According to the Institute of Chartered Accountants, business confidence has dropped to global financial crisis lows amid persistently high inflation and fears that the country is already in recession – the index came in at -23.4, down from -16.9 in November.
For the first time since August, money-market wagers show a quarter point rate cut is fully priced in by the year-end. Markets still expect the base rate to peak at around 4.5% this summer, however market’s believe the BOE may readjust after a string of economic data pointed to growth stalling and inflation easing.
The ONS reported that economic growth potential in the UK has been damaged due to chronic worker shortages and weak productivity which will leave the Chancellor Hunt with less headroom for giveaways in his March budget.
Sterling made a recovery from Tuesday’s lows and sits in the 1.2415 region as we print. GBPEUR also recovered and trades above 1.1365. FTSE trades flat since the start of the week.

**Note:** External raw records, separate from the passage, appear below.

PR #4173, opened 2015-07-22
Fix documentation of fields filter for create function

elvo86:
The documentation for the .create() function was incorrect in how to specify a filter for fields being saved.


janmeier:
Thanks :-)

PR #4176, opened 2015-07-23
Update sent to database when nothing changed in instance

gutobortolozzo:
Hi,

This PR refers to cases where one instance is hydrated from database, some processing is done and no field changes, but when ```instance.save()``` is called one update with field ```updatedAt``` is sent to database. 
From my point of view even without the option silent turned on this SQL should not be sent. What you think?

### DIFF
--- a/test/integration/instance.test.js
+++ b/test/integration/instance.test.js
@@ -981,6 +981,30 @@ describe(Support.getTestDialectTeaser('Instance'), function() {
       });
     });
 
+    describe('when nothing changed', function() {
+
+      beforeEach(function () {
+        this.clock = sinon.useFakeTimers();
+      });
+
+      afterEach(function () {
+        this.clock.restore();
+      });
+
+      it('does not update timestamps', function() {
+        var self = this;
+        return self.User.create({ username: 'John' }).then(function() {
+          return self.User.findOne({ username: 'John' }).then(function(user) {
+            var updatedAt = user.updatedAt;
+            self.clock.tick(2000);
+            return user.save().then(function(newlySavedUser) {
+              expect(newlySavedUser.updatedAt).to.equalTime(updatedAt);
+            });
+          });
+        });
+      });
+    });
+
     it('updates with function and column value', function() {
       var self = this;
 
--- a/changelog.md
+++ b/changelog.md
@@ -1,6 +1,7 @@
 # NEXT
 - [FIXED] Fix findOrCreate regression trying to add a transaction even if there is none
 - [FEATURE] Added default validation based on attribute types. [#3472](https://github.com/sequelize/sequelize/pull/3472). The validation _cannot_ be disabled. If you really want to completely disable it, you can remove the `validate` function from the corresponding datatype, but know that this permanently disables the validation.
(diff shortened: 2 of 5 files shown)


janmeier:
Hmm, I definitely see the reasoning behind this PR, but I think some users would be confused if their `save` call sometimes did nothing ... I think this also counts as a BC break, since calling save no longer always updates `updatedAt`. What do you think @mickhansen

test/integration/instance.test.js
```diff
@@ -981,6 +981,20 @@ describe(Support.getTestDialectTeaser('Instance'), function() {
       });
     });
 
+    it('does not update timestamps when nothing changed', function() {
+      var User = this.User;
+      return User.create({ username: 'John' }).then(function() {
+        return User.findOne({ username: 'John' }).then(function(user) {
+          var updatedAt = user.updatedAt;
+          return this.sequelize.Promise.delay(2000).then(function() {
```
janmeier: Please use fake timers http://sinonjs.org/docs/#clock to artifically advance time

mickhansen:
@janmeier we did agree a while back that no changes should be a noop - this is more of a bug i'd say.

janmeier:
Well I just forgot then :D But yeah, I guess thats the logical conclusion when we only save the fields that have changed. 

Let's make sure its properly documented in the api docs then

test/integration/instance.test.js
```diff
@@ -981,6 +981,20 @@ describe(Support.getTestDialectTeaser('Instance'), function() {
...
+            return user.save().then(function(newlySavedUser) {
+              expect(newlySavedUser.updatedAt.getTime()).to.equal(updatedAt.getTime());
```
janmeier: `expect(newlySavedUser.updatedAt).to.equalTime(updatedAt);`

gutobortolozzo:
@janmeier @mickhansen Hi, just pushed the changes and documentation updates, but I'm not sure the changes that I made in the documents are enough. Can you take a look please? :)

janmeier:
@gutobortolozzo You might want to add a mention here as well https://github.com/sequelize/sequelize/blob/master/lib/instance.js#L467 that it will only save changed fields, and do nothing if no fields have changed.

Please squash the commits as well, then this should be ready for merge :)

gutobortolozzo:
@janmeier, changes pushed :)

janmeier:
Good work @gutobortolozzo  :)

gustavpursche:
Just a question after a quick look: This doesn't work, if the database and the model are out of sync, right? The local model can't know, whether it's dirty or not without checking the database, so I guess there should be a way to force the update.

janmeier:
@gustavpursche right, but if sequelize thinks nothing has changed it won't send anything. I think the best way to force this would be to explicitly mark all fields as changed (`instance.changed('field')`)

gustavpursche:
@janmeier alright. But isn't that confusing? I mean, even if the local instance is unchanged, in the out-of-sync scenario it should run the update. So if you want to work around that, you'd always have to set the fields to changed ...

janmeier:
I agree, it would be cumbersome - probably easier to have a flag to save that sets changed under the covers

EURThe euro is on track to complete its longest winning streak since mid-2020 should it close the day higher against the US Dollar. The pair currently trades up at 1.0920 after gaining 40bps during yesterdays European session. Reports suggesting the end of the Feds rate hike cycle is in sight weighed on the Dollar, whilst lower energy prices and strong PMI data have supported the Euro. Investors suggest 1.1000 may be in sight, should the USD come under further selling pressure and hawkish rhetoric from the ECB continue. Policymaker Vasle yesterday added to the recent flurry of remarks, reconfirming that a 50bps hike may be appropriate at the next two meetings. Bundesbank President Nagel also warned against complacency on inflation and supported the course set out by Lagarde.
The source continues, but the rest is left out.